Collected data
▽
Issue #74, opened 2026-09-09
Java: a method reference (Type::method) is not a call site for --uses/--callers


davide94it:
### What happens

Two functionally identical Java methods, one written with a lambda and one with a method reference:

```bash
mkdir rw-mr && cd rw-mr
```

```java
cat > Util.java <<'EOF'
public class Util {
    public static String conv(Object o) { return String.valueOf(o); }
}
EOF
```

```java
cat > A.java <<'EOF'
import java.util.List;

public class A {
    public List<String> lambdaForm(List<Object> in) {
        return in.stream().map(item -> Util.conv(item)).toList();
    }

    public List<String> methodRefForm(List<Object> in) {
        return in.stream().map(Util::conv).toList();
    }
}
EOF
```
△
▶ _Your task_: Whenever the string "Object" shows up in a line of the records, copy that line.

▶ _Result of the exercise_:
    public static String conv(Object o) { return String.valueOf(o); }
    public List<String> lambdaForm(List<Object> in) {
    public List<String> methodRefForm(List<Object> in) {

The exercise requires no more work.